What you will do | Pick out each line of the records that includes the string "does", and copy it.

○ ○ ○

PR #125, opened 2020-10-27
Removed duplicate forward pass for decoder LSTM

julioasotodv:
There were two forward passes for the decoder LSTM, which waste (actually a lot) of CPU/GPU cycles.

### DIFF
--- a/pytorch_forecasting/models/temporal_fusion_transformer/__init__.py
+++ b/pytorch_forecasting/models/temporal_fusion_transformer/__init__.py
@@ -506,14 +506,6 @@ class TemporalFusionTransformer(BaseModel, CovariatesMixin):
             (hidden, cell),
         )
 
-        decoder_output, _ = rnn.pad_packed_sequence(decoder_output, batch_first=True)
-
-        # run local decoder
-        decoder_output, _ = self.lstm_decoder(
-            embeddings_varying_decoder,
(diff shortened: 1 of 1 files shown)


pytorch_forecasting/models/temporal_fusion_transformer/__init__.py
```diff
@@ -506,14 +506,6 @@ def forward(self, x: Dict[str, torch.Tensor]) -> Dict[str, torch.Tensor]:
             (hidden, cell),
         )
 
-        decoder_output, _ = rnn.pad_packed_sequence(decoder_output, batch_first=True)
```
jdb78, line 509: I think this line is still required

jdb78 (changes requested):
Thanks for catching that! Indeed a waste of resources to run it twice.

pytorch_forecasting/models/temporal_fusion_transformer/__init__.py
julioasotodv: Yep, removed it by error :)

jdb78:
Think there is an issue with the linter package that is used - will fix it at a later point

julioasotodv:
So, apparently the current linter does dot work with forks :) but it does not complain

PR #137, opened 2020-11-03
BaseModel.predict() properly moves inputs to device

JakeForsey:
### Fixes

- Fixes issue bug when trying to make predictions with model / data that are not on the same device

https://stackoverflow.com/questions/59560043/what-is-the-difference-between-model-todevice-and-model-model-todevice


jdb78:
Thanks for spotting this!

PR #150, opened 2020-11-12
Add the optimizer options and default to BaseModel doc string

JakeForsey:
Working with this package has been a pleasure!

The only major snag I've had so far is selecting a sensible LR, I did not realise that the optimiser was ranger, this might have helped me a bit.


jdb78:
Thanks!! The docs can certainly improved. A very welcome addition!

PR #153, opened 2020-11-13
Feature/support gru cells in deepar

JakeForsey:
- DeepAR now supports GRU cells

This helped a lot on my problem, if the implementation does not fit your design philosophy let me know, I'm more than happen to make changes.


jdb78:
What a great addition! Could you add some more docstrings to the module to explain what is going on? I think it ready to merge otherwise.

JakeForsey:
Done

jdb78 (approved):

○ ○ ○

Response |
So, apparently the current linter does dot work with forks :) but it does not complain
This helped a lot on my problem, if the implementation does not fit your design philosophy let me know, I'm more than happen to make changes.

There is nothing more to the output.